Data Start Marker

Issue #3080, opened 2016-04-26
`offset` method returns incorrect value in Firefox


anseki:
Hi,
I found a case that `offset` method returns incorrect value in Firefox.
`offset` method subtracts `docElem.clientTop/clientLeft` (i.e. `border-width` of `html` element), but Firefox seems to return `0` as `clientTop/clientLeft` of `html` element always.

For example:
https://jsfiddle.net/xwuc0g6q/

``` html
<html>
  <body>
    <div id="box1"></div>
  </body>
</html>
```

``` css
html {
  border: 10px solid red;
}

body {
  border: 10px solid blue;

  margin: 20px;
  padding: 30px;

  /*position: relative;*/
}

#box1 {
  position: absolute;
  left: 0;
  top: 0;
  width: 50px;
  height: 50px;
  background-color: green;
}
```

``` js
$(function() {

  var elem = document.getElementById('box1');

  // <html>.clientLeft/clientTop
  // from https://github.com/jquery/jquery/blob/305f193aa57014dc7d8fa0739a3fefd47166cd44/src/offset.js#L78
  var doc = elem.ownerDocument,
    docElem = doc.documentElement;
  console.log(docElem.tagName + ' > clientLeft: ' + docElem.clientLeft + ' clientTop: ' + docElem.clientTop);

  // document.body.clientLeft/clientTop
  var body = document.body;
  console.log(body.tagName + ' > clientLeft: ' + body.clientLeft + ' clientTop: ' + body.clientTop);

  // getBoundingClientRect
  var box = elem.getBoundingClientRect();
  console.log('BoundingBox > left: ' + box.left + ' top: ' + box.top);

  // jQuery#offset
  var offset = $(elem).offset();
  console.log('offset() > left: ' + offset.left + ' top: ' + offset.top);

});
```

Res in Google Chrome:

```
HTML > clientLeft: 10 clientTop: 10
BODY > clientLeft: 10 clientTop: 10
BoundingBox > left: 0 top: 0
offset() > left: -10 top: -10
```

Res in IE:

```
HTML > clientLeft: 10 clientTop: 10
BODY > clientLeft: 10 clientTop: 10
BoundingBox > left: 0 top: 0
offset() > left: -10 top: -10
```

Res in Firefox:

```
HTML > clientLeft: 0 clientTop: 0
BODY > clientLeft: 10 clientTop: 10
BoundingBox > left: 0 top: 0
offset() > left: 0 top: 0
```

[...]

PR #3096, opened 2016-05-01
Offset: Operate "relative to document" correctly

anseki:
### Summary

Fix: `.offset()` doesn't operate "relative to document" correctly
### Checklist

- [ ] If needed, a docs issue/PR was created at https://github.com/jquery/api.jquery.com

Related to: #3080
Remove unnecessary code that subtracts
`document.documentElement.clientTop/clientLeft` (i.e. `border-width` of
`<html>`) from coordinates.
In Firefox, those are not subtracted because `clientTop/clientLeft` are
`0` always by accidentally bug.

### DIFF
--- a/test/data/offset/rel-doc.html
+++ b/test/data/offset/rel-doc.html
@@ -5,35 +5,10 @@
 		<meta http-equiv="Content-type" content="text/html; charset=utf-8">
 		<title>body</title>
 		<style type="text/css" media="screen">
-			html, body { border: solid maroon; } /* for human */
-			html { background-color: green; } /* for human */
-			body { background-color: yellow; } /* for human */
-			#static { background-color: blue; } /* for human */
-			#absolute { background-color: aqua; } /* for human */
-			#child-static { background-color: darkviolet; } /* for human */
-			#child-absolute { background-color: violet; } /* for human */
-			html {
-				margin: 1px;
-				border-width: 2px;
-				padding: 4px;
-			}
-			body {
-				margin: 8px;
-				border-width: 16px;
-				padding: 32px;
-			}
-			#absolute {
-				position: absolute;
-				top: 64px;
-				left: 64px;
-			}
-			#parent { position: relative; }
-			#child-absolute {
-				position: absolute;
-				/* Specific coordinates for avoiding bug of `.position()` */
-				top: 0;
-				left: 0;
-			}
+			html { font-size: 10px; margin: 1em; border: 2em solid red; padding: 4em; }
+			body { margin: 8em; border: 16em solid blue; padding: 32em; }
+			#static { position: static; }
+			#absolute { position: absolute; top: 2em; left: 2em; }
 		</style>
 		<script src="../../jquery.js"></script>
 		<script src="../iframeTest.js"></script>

Data End Marker

Read through the lines above and collect those that contain the string "padding".

Your solution:
  padding: 30px;
-				padding: 4px;
-				padding: 32px;
+			html { font-size: 10px; margin: 1em; border: 2em solid red; padding: 4em; }
+			body { margin: 8em; border: 16em solid blue; padding: 32em; }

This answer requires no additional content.